## INPUT RECORDS
Issue #10062, opened 2024-11-12
Medusa Development Resources: Issue in Select Product in Storefront


Lzok:
### What Medusa version and documentation are you using?

v2

### Preliminary Checks

- [X] This issue is not a duplicate. Before opening a new issue, please search existing issues: https://github.com/medusajs/medusa/issues

### Issue Summary

I think there is an issue at least in the Store->Product section in the [JS SDK Docs](https://docs.medusajs.com/resources/references/js-sdk/admin/product)

As you can see in the image below, I selected `Store->Product` on the left Menu, but it pointed me to the `/admin/product` page, and it is talking about the `sdk.admin.product` method there, where I think it should talk about `sdk.store.product`

![image](https://github.com/user-attachments/assets/9da5d1f7-f3f7-44f0-80df-42aa29267a5e)

### How can this issue be resolved?

1. Load the correct Store Product page instead of the Admin Product one.

### Are you interested in working on this issue?

- [x] I would like to fix this issue

shahednasser:
Nice catch! It seems like the sidebar is pointing to the admin pages rather than storefront pages. Will open a PR to fix it

PR #10063, opened 2024-11-12
docs: fix slugs pointing to admin rather than store routes

shahednasser:
Fix slugs of JS SDK store properties having `/admin` rather than `/store`

Closes DX-1063


Lzok:
Thank you! 🚀 

PS: This PR solves https://github.com/medusajs/medusa/issues/10062

PR #10071, opened 2024-11-13
test: add tests for self relationships

thetutlage:
Initially I thought that we will have to add special checks to allow relationships referencing itself. However, it turned out that not to be the case. Instead, it had more to do with how self relationships are defined in Mikro ORM.

In case of `belongsTo` relationship we have to define the other side as well either as a `hasMany` or `hasOne`. For example:

**❌ The following code will fail, because no children are defined for the parent**
```ts
  id: model.number(),
  username: model.text(),
  parent: model.belongsTo(() => user)
})
```

**✅ Addition of children relationship will make things work**
```ts
  id: model.number(),
  username: model.text(),
  parent: model.belongsTo(() => user, { mappedBy: "children" }),
  children: model.hasMany(() => user, { mappedBy: "parent" }),
})
```

We can see the similar setup here with our `ProductCategory` MikroORM entity. https://github.com/medusajs/medusa/blob/develop/packages/modules/product/src/models/product-category.ts#L87-L94

@adrien2p Correct me if I am wrong. But I have added the tests for now so that we know the behavior of self relationships


packages/core/utils/src/dml/__tests__/entity-builder.spec.ts
```diff
@@ -4702,6 +4702,226 @@ describe("Entity builder", () => {
...
+
+      expectTypeOf(new User()).toMatchTypeOf<{
+        id: number
+        username: string
+        deleted_at: Date | null
+        parent: {
+          id: number
+          username: string
+          deleted_at: Date | null
+        }
```
adrien2p, line 4724: suggestion: We should probably add the children type check here

packages/core/utils/src/dml/__tests__/entity-builder.spec.ts
```diff
@@ -4702,6 +4702,226 @@ describe("Entity builder", () => {
         },
       })
     })
+
+    test("define relationship with self via hasMany", () => {
```
adrien2p:
```suggestion
    test("define entity with relationship to itself via hasMany", () => {
```

packages/core/utils/src/dml/__tests__/entity-builder.spec.ts
```diff
@@ -4702,6 +4702,226 @@ describe("Entity builder", () => {
...
+          name: "deleted_at",
+          fieldName: "deleted_at",
+          nullable: true,
+          getter: false,
+          setter: false,
+        },
+      })
+    })
+
+    test("define relationship with self via hasOne", () => {
```
adrien2p, line 4820: suggestion: if accepted we can rename this test as well

packages/core/utils/src/dml/__tests__/entity-builder.spec.ts
```diff
@@ -4702,6 +4702,226 @@ describe("Entity builder", () => {
...
+
+      expectTypeOf(new User()).toMatchTypeOf<{
+        id: number
+        username: string
+        deleted_at: Date | null
+        parent: {
+          id: number
+          username: string
+          deleted_at: Date | null
+        }
```
adrien2p, line 4838: suggestion: same as previous one

adrien2p (approved):
LGTM, few suggestion

PR #10078, opened 2024-11-13
fix(dashboard): order edit - display item quantity change correctly

fPolic:
**What**
- use a diff form change action details to display edit history


carlos-r-l-rodrigues (approved):

carlos-r-l-rodrigues:
On thing to keep in mind is that if there are multiple actions to update the same item (not possible using the UI I believe), we should only consider the last update as the final one.

PR #10079, opened 2024-11-13
fix(dashboard): Add Breadcrumb components

kasperkristensen:
**What**
- Adds Breadcrumb component to all routes that needs breadcrumbs.
- The Breadcrumb components use a combination of loader data and useQuery to ensure that the displayed value is kept up to date if the underlying data is changed via a mutation.
- Also fixes a couple of places where the breadcrumb was not setup correctly.

Resolves CMRC-688


fPolic (approved):
LGTM 💪

PR #10100, opened 2024-11-14
fix(core-flows): Fix date usage accross workflows

adrien2p:
FIXES CMRC-691

**What**
`Date` is something that get executed, since workflows are meant to compose the definition of what will be executed, the date where always having the same value as they was executed once during composition.
Instead wrap those into transformer that will be executed when needed and fix the Date issues


adrien2p:
cc @frane @carlos-r-l-rodrigues

fPolic (approved):
LGTM!

carlos-r-l-rodrigues (approved):

PR #10106, opened 2024-11-14
feat(medusa, types, utils, core-flows, order) request & accept order transfer

fPolic:
**What**
- add request order transfer workflow
- add admin endpoint for transferring an order to a customer
- accept order transfer storefront endpoint
- accept transfer workflow
- changes in the order module to introduce new change and action types

---

**Note**
- we return 400 instead 409 currently if there is already an active order edit, I will revisit this in a followup
- endpoint for requesting order transfer from the storefront will be added in a separate PR

---

RESOLVES CMRC-701
RESOLVES CMRC-703
RESOLVES CMRC-704
RESOLVES CMRC-705


carlos-r-l-rodrigues (approved):

packages/modules/order/src/utils/actions/transfer-customer.ts
```diff
@@ -0,0 +1,19 @@
+import { ChangeActionType, MedusaError } from "@medusajs/framework/utils"
+import { OrderChangeProcessing } from "../calculate-order-change"
+import { setActionReference } from "../set-action-reference"
+
+OrderChangeProcessing.registerActionType(ChangeActionType.TRANSFER_CUSTOMER, {
```
olivermrbl, line 5: @carlos-r-l-rodrigues, really starting to see the power of this actions API! 💪

packages/medusa/src/api/store/orders/[id]/transfer/accept/route.ts
```diff
@@ -0,0 +1,30 @@
...
+) => {
+  await acceptOrderTransferWorkflow(req.scope).run({
+    input: {
+      orderId: req.params.id,
+      token: req.validatedBody.token,
+    },
+  })
+
+  const workflow = getOrderDetailWorkflow(req.scope)
+  const { result } = await workflow.run({
```
Comment (olivermrbl) [inline packages/medusa/src/api/store/orders/[id]/transfer/accept/route.ts]: nit:
```suggestion
  const { result } = await getOrderDetailWorkflow(req.scope).run({
```

adrien2p (approved):
Very nice 😊

packages/core/types/src/workflow/order/request-transfer.ts
```diff
@@ -0,0 +1,8 @@
+export interface RequestOrderTransferWorkflowInput {
```
olivermrbl, line 1: question: Don't we use a snake_case convention?

packages/modules/order/src/utils/actions/transfer-customer.ts
adrien2p: It really feels easy yo add different type of action while keeping control over it 😇

packages/core/core-flows/src/order/workflows/transfer/request-order-transfer.ts
```diff
@@ -0,0 +1,136 @@
...
+        `Cannot transfer order: ${order.id} to a guest customer account: ${customer.email}`
+      )
+    }
+
+    if (order.customer_id === customer.id) {
+      throw new MedusaError(
+        MedusaError.Types.INVALID_DATA,
+        `Order: ${order.id} already belongs to customer: ${customer.id}`
+      )
+    }
```
olivermrbl, line 50: suggestion/nit(non-blocking): Return idempotently?

olivermrbl (approved):
Overall LGTM

packages/modules/order/src/utils/actions/transfer-customer.ts
olivermrbl: Yes agree!

packages/core/core-flows/src/order/workflows/transfer/request-order-transfer.ts
fPolic: This flow should result in an order change being created so if we don't create one, because initiating transfer in this case doesn't make sense, I would say throwing here is expected.

PR #10111, opened 2024-11-15
docs: fix fulfillment module container name

mimukit:
Here is a small fix of the fulfillment container import name to `Modules.FULFILLMENT` instead of `Modules.API_KEY`.


shahednasser (approved):
Nice catch thanks!

PR #10132, opened 2024-11-17
feat: node_modules plugins resolve

stephane-segning:
## What
Fixed the plugin load when installed 

## Why
Plugins won't load normally if the plugin is in the node_modules

## How
Added a resolve for node_modules
```typescript
resolvedPath = path.resolve(`${process.cwd()}/node_modules/${pluginName}`)
const doesExistsInNodeModules = existsSync(resolvedPath)
if (doesExistsInNodeModules) {
  const packageJSON = JSON.parse(
    fs.readFileSync(`${resolvedPath}/package.json`, `utf-8`)
  )

   const computedResolvedPath = path.join(resolvedPath, "dist")

  return {
    resolve: computedResolvedPath,
    id: createPluginId(packageJSON.name),
    name: packageJSON.name,
    options: {},
    version: packageJSON.version,
  }
}
```

## Testing
No tests written for this feature

### DIFF
--- a/packages/medusa/src/loaders/helpers/resolve-plugins.ts
+++ b/packages/medusa/src/loaders/helpers/resolve-plugins.ts
@@ -93,8 +93,6 @@ function resolvePlugin(pluginName: string): {
         includeExtensionDirectoryPath: true,
       })
     }
-
-    throw new Error(`Unable to find the plugin "${pluginName}".`)
   }
 
   try {
--- a/packages/medusa/src/loaders/helpers/resolve-plugins.ts
+++ b/packages/medusa/src/loaders/helpers/resolve-plugins.ts
@@ -93,6 +93,24 @@ function resolvePlugin(pluginName: string): {
         includeExtensionDirectoryPath: true,
       })
     }
+
+    resolvedPath = path.resolve(`${process.cwd()}/node_modules/${pluginName}`)
+    const doesExistsInNodeModules = existsSync(resolvedPath)
+    if (doesExistsInNodeModules) {
+      const packageJSON = JSON.parse(
+        fs.readFileSync(`${resolvedPath}/package.json`, `utf-8`)
+      )
+
+      const computedResolvedPath = path.join(resolvedPath, "dist")
+
+      return {
+        resolve: computedResolvedPath,
+        id: createPluginId(packageJSON.name),
+        name: packageJSON.name,
+        options: {},
+        version: packageJSON.version,
+      }
+    }
   }
 
   try {


thetutlage:
@stephane-segning 

Thanks for taking out time to create this PR. However, we won't be able to move forward with it for now because of the following reasons.

- Hardcoding the path to `node_modules` could fail in many scenarios, since the Node.js resolution for packages is a little more complex. https://medium.com/outbrain-engineering/node-js-module-resolution-af46715784ef#:~:text=Node%20Modules&text=js%20will%20try%20to%20resolve%20the%20import%20from%20the%20node_modules%20directory.&text=In%20general%2C%20Node.,available%20to%20all%20the%20Node.
- Also, plugins are something we have to rethink in v2 and we will not rush them for now.

stephane-segning:
Hello @thetutlage. Thank you for your prompt reply. But do you have a workaround mechanism for now? 

I've been thinking about a way to use absolute path using process.cwd() in the medusa-config.ts file, so as to resolve the path. But it still doesn't work, because of the resolution mechanism.

adrien2p:
Hi @stephane-segning 
In your medusa config as a workaround you can provide the following 

```ts
resolve: require.resolve("plugin_name")

```
The above should work could you give this a shot please

stephane-segning:
Hello @adrien2p ! Sorry for the long wait. I took my time to test multiple variations of this same workaround and none worked.

hrithikvishwakarma001:
@stephane-segning Did you discover any solutions for using plugins? and @adrien2p when are you planning to add plugins in medusa 2.0 any rough ETA?

nebiyuelias1:
Yeah having similar issues here!

stephane-segning:
Hi guys! @nebiyuelias1, @hrithikvishwakarma001 I cheated by using system links. It's working fine (for now). Documented here https://github.com/vymalo/medusajs/tree/main/packages/vymalo-printful#hack. 

The idea is to use `ln` to create a link to said npm folder:
```shell
mkdir -p plugins/printful-hack
ln -s node_modules/@vymalo/medusa-printful/dist plugins/printful-hack/src
# Write a fake package.json file in the plugins/printful-hack directory
echo "{\"name\":\"printful-hack\",\"version\":\"1.0.0\"}" > plugins/printful-hack/package.json
```

and update the medusajs config file
```typescript
plugins: [
  ...
  {
    resolve: `./plugins/printful-hack`, // TODO: Change this to the correct path
    options: {},
  },
```

It's working fine, even though this looks sketchy. I'll be waiting to see how the plugins evolves in this v2 of medusajs and update accordingly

## WHAT NEEDS TO BE DONE
Filter the records down to the lines containing the word "getOrderDetailWorkflow", and copy those.

## COMPLETED TASK
+  const workflow = getOrderDetailWorkflow(req.scope)
  const { result } = await getOrderDetailWorkflow(req.scope).run({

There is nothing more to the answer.